On 1/10/2020 at 9:04 PM, Storygirl said:

I don't see how knowing she has autism would be a problem for a physician to know. I can only see how it is helpful.

I didn't mean that the primary care doctor didn't know about the autism. She knows. Just that when dd goes in for a check up, they're measuring height, weight, checking for scoliosis, giving flu shots: physical health stuff. It's important to be able to do those things.

If we talk about autism during the regular doctor's visits, dd will stop cooperating there. She needs to be able to see a doctor. This is what I meant about not poisoning the well: she will refuse to go or cooperate if autism is discussed.

I don't think I have any hesitancy about claiming the autism diagnosis. We talk in positive ways about autism and neurodiversity.

You're right that she'll need to be able to talk with her doctors and advocate for herself, and we have encouraged that. If a different doctor seems like the right choice, that will be fine. But-- she will need to *talk* about it, and for now, she won't.

Regarding communication: the school does not see problems.

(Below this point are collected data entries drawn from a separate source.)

PR #1360, opened 2017-10-16
Fix/zios 9075 setting  username text field has wrong characters when using chinese cangjie input method

billypchan:
tested for both Chinese and English input with space cases.

### DIFF
--- a/Wire-iOS/Sources/UserInterface/Settings/TailEditingTextField.swift
+++ b/Wire-iOS/Sources/UserInterface/Settings/TailEditingTextField.swift
@@ -46,11 +46,15 @@ class TailEditingTextField: UITextField {
         self.addTarget(self, action: #selector(TailEditingTextField.replaceNonBreakingSpacesWithNormalSpaces), for: UIControlEvents.editingDidEnd)
     }
     
-    func replaceNormalSpacesWithNonBreakingSpaces() {
-        self.text = self.text?.replacingOccurrences(of: type(of: self).normalSpace, with: type(of: self).nonBreakingSpace)
+    func replaceNormalSpacesWithNonBreakingSpaces(_ sender: Any) {
+        if let isContainsNormalSpace = (self.text?.contains(type(of: self).normalSpace)), isContainsNormalSpace {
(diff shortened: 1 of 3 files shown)


typfel:
Could explain why these changes solves the bug? Just reading the code, it looks like the behaviour is identical to before this changes. Shouldn't `replacingOccurrences` do nothing if there's no matches so the only difference is that we aren't re-setting the `self.text` property...

billypchan:
@typfel every time setting self.text property deselects the text field and chinese cangjie input method keyboard can not clean up the cangjie coding.

Wire-iOS/Sources/UserInterface/Settings/TailEditingTextField.swift
```diff
@@ -46,11 +46,15 @@ class TailEditingTextField: UITextField {
         self.addTarget(self, action: #selector(TailEditingTextField.replaceNonBreakingSpacesWithNormalSpaces), for: UIControlEvents.editingDidEnd)
     }
     
-    func replaceNormalSpacesWithNonBreakingSpaces() {
-        self.text = self.text?.replacingOccurrences(of: type(of: self).normalSpace, with: type(of: self).nonBreakingSpace)
+    func replaceNormalSpacesWithNonBreakingSpaces(_ sender: Any) {
+        if let isContainsNormalSpace = (self.text?.contains(type(of: self).normalSpace)), isContainsNormalSpace {
```
typfel: could be turned into a guard

Wire-iOS/Sources/UserInterface/Settings/TailEditingTextField.swift
```diff
@@ -46,11 +46,15 @@ class TailEditingTextField: UITextField {
...
+            self.text = self.text?.replacingOccurrences(of: type(of: self).normalSpace, with: type(of: self).nonBreakingSpace)
+        }
     }
     
     func replaceNonBreakingSpacesWithNormalSpaces() {
-        self.text = self.text?.replacingOccurrences(of: type(of: self).nonBreakingSpace, with: type(of: self).normalSpace)
+        if let isContainsNonBreakingSpace = (self.text?.contains(type(of: self).nonBreakingSpace)), isContainsNonBreakingSpace {
```
typfel: could be turned into a guard

PR #1368, opened 2017-10-20
resume Music playback after audio message completed playback.

billypchan:
Tested with iOS Music app and confirmed issue is fixed.
(Spotify can not be resumed)


typfel:
Let's sync up with the AVS team on these changes because they are controlling the audio category in our app.

mikeger:
Hey @z-dule , can you comment on this? Should we do it here for audio messages?

z-dule:
Please do not control the active state or the category outside of the mediamanager, doing so will break the purpose of the MediaManager.

mikeger:
@z-dule @typfel  should we (or are we already) tell mediamanger that we are about to play / finished playing the audio message?

z-dule:
@mikeger don't you already play the sound through the MediaManager?

mikeger:
As a matter of fact we do, through `MediaPlaybackManager`

mikeger:
@billypchan sorry for the confusion, @z-dule is going to take care of this case via AVS MediaManager.

PR #1371, opened 2017-10-23
Fixed layout issues with lateral margins on Search Results

nicorsm:
Tested with iPhone 6 (iOS 11), iPhone 6 (iOS 10) and iPhone X. 

simulator screen shot - iphone 6 - 2017-10-23 at 15 32 54


typfel:
I think there's a regression in the add people screen because of this:
screen shot 2017-10-23 at 18 02 59

nicorsm:
😕 I'll take a look.

PR #1377, opened 2017-10-25
Fix to contents shared via Share Extension- links, images and passes

nicorsm:
In this PR:

- Fixed an issue that was causing the Share Extension to getting stuck in "Preparation..." while sending content from third party apps (Twitter, Safari, etc.) (`72253db`)
- Fixed an issue that was preventing images to be attached to the shared content while sending from third party apps (`20334ca`)
- Fixed an issue that was preventing Wallet passes to be attached to the shared content (`3d01fd2`)
- Added a control that appends the link to the shared content, if the link is not in the shared content or if the user accidentally deletes it. (`1ad8a1c`, `c7b0a8f`)


Wire-iOS Share Extension/UnsentSendable.swift
```diff
@@ -68,21 +68,51 @@ class UnsentSendableBase {
...
         sharingSession.enqueue { [weak self] in
             guard let `self` = self else { return }
             let fetchPreview = !ExtensionSettings.shared.disableLinkPreviews
-            completion(self.conversation.appendTextMessage(self.text, fetchLinkPreview: fetchPreview))
+            let message = self.conversation.appendTextMessage(self.text, fetchLinkPreview: fetchPreview)
+            completion(message)
+        }
+    }
+    
+    func prepare(completion: @escaping () -> Void) {
```
typfel: I don't see this method being called anywhere? was it already defined somewhere else?

nicorsm: this is called when an URL Attachment is available (see line 78). I need it because the call to `fetchURL` is async.

typfel: Found it :)

Wire-iOS Share Extension/UnsentSendable.swift
```diff
@@ -68,21 +68,51 @@ class UnsentSendableBase {
...
+        precondition(needsPreparation, "Ensure this objects needs preparation, c.f. `needsPreparation`")
+        needsPreparation = false
+        
+        if let attachment = self.attachment, attachment.hasURL {
+            
+            self.attachment?.fetchURL(completion: { (url) in
+                
+                if let url = url?.absoluteString, !self.text.contains(url)  {
```
typfel: It's not so obvious what this does on a first glance, I would extract it out into a method called `appendURLToTextIfNotAlreadyPresent(_ URL : URL)`

Wire-iOS Share Extension/UnsentSendable.swift
```diff
@@ -68,21 +68,54 @@ class UnsentSendableBase {
...
+        needsPreparation = false
+        
+        if let attachment = self.attachment, attachment.hasURL {
+            
+            self.attachment?.fetchURL(completion: { (url) in
+                self.appendURLToTextIfNotAlreadyPresent(url)
+                completion()
+            })
+        } else {
+            completion()
```
typfel: If the attachment has no URL and the message is empty will then also be stuck in preparing?

nicorsm: I don't think so, but I'm not sure 100%. Before that, the message was stuck because the URL was recognised as `UnsentFileSendable` on `SendController:58`.

typfel: Ok

PR #1378, opened 2017-10-25
Workaround for failing to pre-fill password on iOS11

vytis:
The reason behind this is still unknown, maybe some bug in UIKit. It seems that if we switch the order of login and registration tabs (thus showing login first, not registration) all seems to be working fine. Another workaround was to simply activate the password field and then put focus to email field immediately.


johnxnguyen:
@vytis is there a noticeable glitch when you do this?

vytis:
There is a slight glitch, but barely visible. It seems that the key icon just flashes, nothing major at all.

PR #1379, opened 2017-10-25
Added associated domains

vytis:
This will enable us to have proper credentials autofill functionality


typfel:
We also don't need to update `Entitlements-Prod.entitlements`?

vytis:
Good catch! We definitely do

PR #1382, opened 2017-10-27
Added permission for writing to photo library

vytis:
Also one of the permissions text string was not present in the file.

### DIFF
--- a/Wire-iOS/Wire-Info.plist
+++ b/Wire-iOS/Wire-Info.plist
@@ -9,7 +9,7 @@
 	<key>NSCameraUsageDescription</key>
 	<string>In order to take and send pictures Wire needs access to your camera.</string>
 	<key>NSPhotoLibraryUsageDescription</key>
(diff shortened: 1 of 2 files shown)


Wire-iOS/Wire-Info.plist
```diff
@@ -91,6 +91,8 @@
 	</dict>
 	<key>NSContactsUsageDescription</key>
 	<string>We’d like to access your Contacts so we can connect you with people you might know. Your data is safely stored with us and not shared with anyone else.</string>
+	<key>NSPhotoLibraryAddUsageDescription</key>
+	<string>In order to store pictures you take Wire needs access to your  photo library.</string>
```
mikeger: Sometimes  you see them, but sometimes  not! Double space :)

vytis: I copy-pasted from the info.plist. I think it's some sort of non-breaking space. Still one character it seems

vytis: O yeah, was looking in a different place, nevermind

PR #1387, opened 2017-11-01
Improved flow for managing team

mikeger:
- Manage team item is only shown for admins and owners. Button is taking user to the login screen of the admin panel.
- Add item is showing now add team or add account, add team takes to the team creation flow, add user opens the log in screen.

### DIFF
--- a/Wire-iOS/Sources/UserInterface/Settings/CellDescriptors/SettingsCellDescriptorFactory.swift
+++ b/Wire-iOS/Sources/UserInterface/Settings/CellDescriptors/SettingsCellDescriptorFactory.swift
@@ -38,7 +38,7 @@ import Foundation
     func rootGroup() -> SettingsControllerGeneratorType & SettingsInternalGroupCellDescriptorType {
         var rootElements: [SettingsCellDescriptorType] = []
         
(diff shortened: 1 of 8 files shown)


Wire-iOS/Sources/UserInterface/Settings/CellDescriptors/SettingsCellDescriptorFactory.swift
```diff
@@ -36,13 +36,14 @@ import Foundation
     }
     
     func rootGroup() -> SettingsControllerGeneratorType & SettingsInternalGroupCellDescriptorType {
-        var rootElements = [self.createTeamCell()]
+        var rootElements: [SettingsCellDescriptorType] = []
         
-        if SessionManager.shared?.accountManager.accounts.count < SessionManager.maxNumberAccounts {
-            rootElements.append(self.addAccountCell())
+        if ZMUser.selfUser().membership?.permissions.contains(.owner) ?? false || ZMUser.selfUser().membership?.permissions.contains(.admin) ?? false {
```
vytis: Maybe it would be good to move all permissions logic to one place? In this case we could have a flag `canManageTeam` which returns true when user is owner or admin. If new permissions are added it would be easier to update the logic and we could see all of it in one place.

mikeger:
@vytis updated

PR #1395, opened 2017-11-03
fix for filename with custom suffix would not exist 256-char limit

billypchan:


vytis:
Would be good if you could add a link to the Data Model pull request that this depends on

PR #1396, opened 2017-11-03
Crash on sharing images from Photo Library

nicorsm:
There was a bug when sharing images from the Photo Library. The extension was skipping the control to load pictures by using the local URL. Now, it tries to load the content from local URL first - if it fails, it loads the content directly.


mikeger:
@nicorsm should we merge it to `release/3.2` ?

nicorsm:
@mikeger I tested the changes with Photo, Safari, Twitter, Wallet and App Store, with images and/or links and everything works fine!

PR #1397, opened 2017-11-06
Fixed weak reference for SavableImage object in CollectionImageCell

nicorsm:
Images weren't saved while tapping on the "Save" button of the UIMenuController (via long press) due to the weak reference of the object - it was deallocated before completing the operations.

Related to ZIOS-9181.

### DIFF
--- a/Wire-iOS/Sources/UserInterface/Collections/CollectionImageCell.swift
+++ b/Wire-iOS/Sources/UserInterface/Collections/CollectionImageCell.swift
@@ -161,8 +161,8 @@ final public class CollectionImageCell: CollectionCell {
         }
         
         saveableImage = SavableImage(data: imageData, orientation: orientation)
-        saveableImage?.saveToLibrary(withCompletion: {
-            self.saveableImage = nil
+        saveableImage?.saveToLibrary(withCompletion: { [weak self] in
+            self?.saveableImage = nil
         })
     }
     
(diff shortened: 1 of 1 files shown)


Wire-iOS/Sources/UserInterface/Collections/CollectionImageCell.swift
```diff
@@ -153,13 +153,15 @@ final public class CollectionImageCell: CollectionCell {
...
+    
     func save(_ sender: AnyObject!) {
         guard let imageData = self.message?.imageMessageData?.imageData, let orientation = self.imageView.image?.imageOrientation else {
             return
         }
         
-        let savableImage = SavableImage(data: imageData, orientation: orientation)
-        savableImage.saveToLibrary()
+        savableImage = SavableImage(data: imageData, orientation: orientation)
+        savableImage?.saveToLibrary()
```
typfel: So this is an async operation? Couldn't this operation retain the reference until the save is complete?

Wire-iOS/Sources/UserInterface/Collections/CollectionImageCell.swift
```diff
@@ -153,13 +153,15 @@ final public class CollectionImageCell: CollectionCell {
         UIPasteboard.general.setMediaAsset(UIImage(data: imageData))
     }
     
+    var savableImage : SavableImage?
```
vytis: Should probably be "saveable"

Wire-iOS/Sources/UserInterface/Collections/CollectionImageCell.swift
nicorsm: Yes, the code inside `saveToLibrary()` does an async call to `PHPhotoLibrary.shared().performChanges()` with a completion block (`SavableImage.swift:40`)

PR #1398, opened 2017-11-06
Fix analyzer warnings

vytis:
We have not been running analyzer in a while, so there were quite a few errors. Will try to add a report in Danger about it so we would not forget to do it in the future.


Wire-iOS/Sources/UserInterface/ContactsUI/ContactsCell.m
```diff
@@ -100,7 +100,7 @@ - (void)setupSubviews
     [self.userNameContainerView addSubview:self.userSubtitleLabel];
     
     self.actionButton = [Button buttonWithStyleClass:@"dialogue-button-full"];
-    [self.actionButton setTitle:@"INVITE" forState:UIControlStateNormal];
+    [self.actionButton setTitle:NSLocalizedString(@"contacts_ui.action_button.invite", @"") forState:UIControlStateNormal];
```
mikeger: This is just a placeholder, we set the actual title in https://github.com/wireapp/wire-ios/blob/649e53c75c31ffdf30d9efcad28003b46b8d68fb/Wire-iOS/Sources/UserInterface/ContactsUI/ContactsViewController.m#L456 , but should not hurt to silence the warning.

vytis: So maybe we can just not set it at all?

mikeger:
@vytis All good, but what's the new Danger error `summary file not found` ?

Wire-iOS/Sources/UserInterface/ContactsUI/ContactsCell.m
mikeger: I'm not 100% sure, it could be that something breaks if it's empty, I think your solution is fine.

vytis:
Basically it takes info from custom `xcpretty` formatter. I tried to fix it few times but with iteration cycles of 20 mins I need to do it first on my local machine. That's why I added 'do not merge' for now.

WireExtensionComponents/Views/TokenField/TokenField.m
```diff
@@ -604,7 +604,7 @@ - (NSAttributedString *)stringForTokens:(NSArray *)tokens
 
 - (NSAttributedString *)collapsedString
 {
-    NSString *collapsedText = @" ...";
+    NSString *collapsedText = NSLocalizedString(@" ...", nil);
```
typfel: So you can't define any string without getting analyzer warning, or it's smart enough to check if it ends up in a label?

vytis: I think UIKit is annotated with which properties and parameters are user-facing, so it checks usage of those.

PR #1399, opened 2017-11-06
Fix/zios 9130 improve ns string normalized filename to prevent app crash when user name can not convert to a posix standard file name

billypchan:
apply new interface filenameForSelfUser(suffix:) to AudioRecordKeyboardViewController
clean up other Swift filse using filenameForSelfUser (return String instead ofNSString )


Wire-iOS/Sources/UserInterface/Conversation/InputBar/AudioRecordKeyboardViewController.swift
```diff
@@ -194,11 +194,11 @@ import CocoaLumberjackSwift
             topContainer.left >= view.left + 16
             topContainer.top >= view.top + 16
             topContainer.right <= view.right - 16
-
+
```
vytis: To avoid these sort of changes there is a handy (and not well known) checkbox in Xcode "Text Editing" preferences:
screen shot 2017-11-06 at 14 31 52

mikeger:
@billypchan please bump the data model on this PR

PR #1405, opened 2017-11-07
Fix/zios 9199 prevent app start in slide mode with splitted layout

billypchan:
imp. viewWillTransition() for AppRootViewController


billypchan:
@mikeger It is part of the reasons, I am look into other parts of the code which may breaks the constraints in slide over/split mode.

billypchan:
continue working in https://github.com/wireapp/wire-ios/pull/1408

PR #1409, opened 2017-11-08
Fix/zios 9227 replace is ipad macro

billypchan:
replace all IS_IPAD macros and UIDevice currentDevice].userInterfaceIdiom == UIUserInterfaceIdiomPad with Swift 

tested the UI appearance of ParticipantsHeaderView, fixed the issue cancel button is not shown in slide over mode.


mikeger:
@billypchan All the code that is checking if it's an iPad is not entirely aligned with the guidelines, since according to Apple we should be good with the size class. Most of this code as you see is in Objective-C. It is because we decided not to port the old code to the new system. In the new swift code we try not to rely on the fact that we are working on the iPad. We should not rely on iPad / not-iPad logic looking forward, therefore I would prefer not to expose the `SizeClass` class to Swift/new code since someone can think that it is acceptable to use it.

mikeger:
In quite some places you are changing the logic from IS_IPAD to check also the full screen mode, have you tested all the cases changed?

billypchan:
@mikeger Thanks. I will rewrite it as a macro. This PR is focus on ParticipantsHeaderView and MagicConfig. More minor issues is WIP.

mikeger:
@billypchan I think it's OK for it to be a method, may be just port it to Obj-C. Thanks!

billypchan:
@mikeger I will separate the logics of "which kind of device" and "what kind of size class" into two parts in next PR.

PR #1410, opened 2017-11-08
Fix/multi acount sound

johnxnguyen:
## So what's it all about anyway?
Currently the wireapp only plays notification sounds for new messages & calls for the active account. The reason being, that only a single `SoundEventListener` object, which plays the sounds in response to new messages and call state changes, was being owned by `ZClientViewController` and thus tied only to the active account.

This PR adds sonic abilities for multiple accounts by creating a new `SoundEventListener` for each account. These listeners have been moved up to a higher layer and are now owned by `AppRootViewController`, which creates and destroys these objects in response to notifications posted by `SessionManager` (see the related PR below).

## Known Issue: first message for inactive account doesn't play sound
The `SoundEventListener` is created after the `ZMUserSession` is created, and so if a user session is created because of a remote notification (for a new message), then by the time the listener exists it is too late to detect the new message changes, resulting in no sound. 

- [x] depends on: https://github.com/wireapp/wire-ios-sync-engine/pull/626


mikeger:
@johnxnguyen I had an impression that we discussed it in the way that we would move the sound event listener to be the part of user session, but might be that I was thinking about it but haven't shared my thoughts with you :) current approach is looking good, but may be you can consider my idea, then:
1. Class `SoundEventListener` is moved to wire-ios-sync-engine.
2. Every instance of `ZMUserSession` has a property `soundEventListener` which is set to a new instance when `ZMUserSession` is created.
Then:
1. It is not necessary to observe the user session creation.
2. From UI perspective it just works.

Please think about it, let's discuss around it on Monday.

johnxnguyen:
@mikeger hey yes I did try this approach first but I found that moving ‘SoundEventListener’ to sync engine required a few other changes to remove the dependency of the UI, namely the keys for the sound names and also referencing AppDelegate. Wouldn’t we also need to move the sound files to SE too?

PR #1414, opened 2017-11-10
Do not create the preview of malformed PDF

mikeger:
# Issue

PDF with the layout size of 0 to 0 points would make the existing preview generator crash.

# Solution

Fail the preview generation in the graceful way.


mikeger:
Bonus: mac file preview cannot handle this file as well

screen shot 2017-11-13 at 09 36 17

PR #1416, opened 2017-11-13
Enable Callkit immediately after granted audio permissions

typfel:
## Problem
If the user has not granted us audio permission we will not enable Callkit, because the call wouldn't be established if answered outside of the app. The user would then need to restart app in order to have Callkit activated. This behaviour breaks automation test which can't restart the app in the middle of a test.

## Solution
Attempt to re-activate Callkit immediately after being granted audio permissions.

### DIFF
--- a/Wire-iOS/Sources/Helpers/UIApplication+Permissions.m
+++ b/Wire-iOS/Sources/Helpers/UIApplication+Permissions.m
@@ -24,15 +24,25 @@
 
 #import <AVFoundation/AVFoundation.h>
 
+NSString * const UserGrantedAudioPermissionsNotification = @"UserGrantedAudioPermissionsNotification";
+
 @implementation UIApplication (Permissions)
 
 + (void)wr_requestOrWarnAboutMicrophoneAccess:(void(^)(BOOL granted))grantedHandler
 {
+    BOOL audioPermissionNotDetermined = [AVCaptureDevice authorizationStatusForMediaType:AVMediaTypeAudio] == AVAuthorizationStatusNotDetermined;
+    
     [[AVAudioSession sharedInstance] requestRecordPermission:^(BOOL granted) {
+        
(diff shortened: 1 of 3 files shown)


Wire-iOS/Sources/Helpers/UIApplication+Permissions.m
```diff
@@ -24,15 +24,25 @@
...
+    BOOL audioPermissionNotDetermined = [AVCaptureDevice authorizationStatusForMediaType:AVMediaTypeAudio] == AVAuthorizationStatusNotDetermined;
+    
     [[AVAudioSession sharedInstance] requestRecordPermission:^(BOOL granted) {
+        
         dispatch_async(dispatch_get_main_queue(), ^{
             if (! granted) {
                 [self wr_warnAboutMicrophonePermission];
             }
+            
+            if (audioPermissionNotDetermined && granted) {
```
vytis: So what is "not determined" in this case? Before the permission was even asked? And'ing these two things sounds weird...

typfel: "not determined" is before the user has been asked yes. I can give it more obvious name like `willBeAskedForAudioPermissions`

vytis: so then maybe the flag should be inverted - `!audioPermissionNotDetermined`?

typfel: No, it should work like does now. I only want to send a notification after the first time the user grants us the audio permissions.

It's a bit confusing but the logic is: Send a notification if `we are granted audio permissions` *AND* `we have not asked for permissions previously`

vytis: Indeed confusing :D thanks for clarification!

She's quiet and well behaved there, in stark contrast to many other students. She scored in the gifted range on verbal comprehension on testing, so they won't see a receptive language issue. In expressive language, I think she may still fly under the radar, but she has greater problems. I have tried to find someone local to do the test of narrative language, and couldn't locate anyone who would.

Folks at the school think she's doing great, and compared to many other kids they deal with, she is. She's just completing her first semester in public hs, after years at home. We designed the first semester to be easy. She's getting three A's and hovering between D- and C+ in math. Next semester will be harder. This is all just to say that the school counselor etc do not currently see a problem. So, school is not likely to provide much help. We'll be lucky to keep the IEP.

Interroception: yes, this is a big issue. No, she will not read about it or discuss it.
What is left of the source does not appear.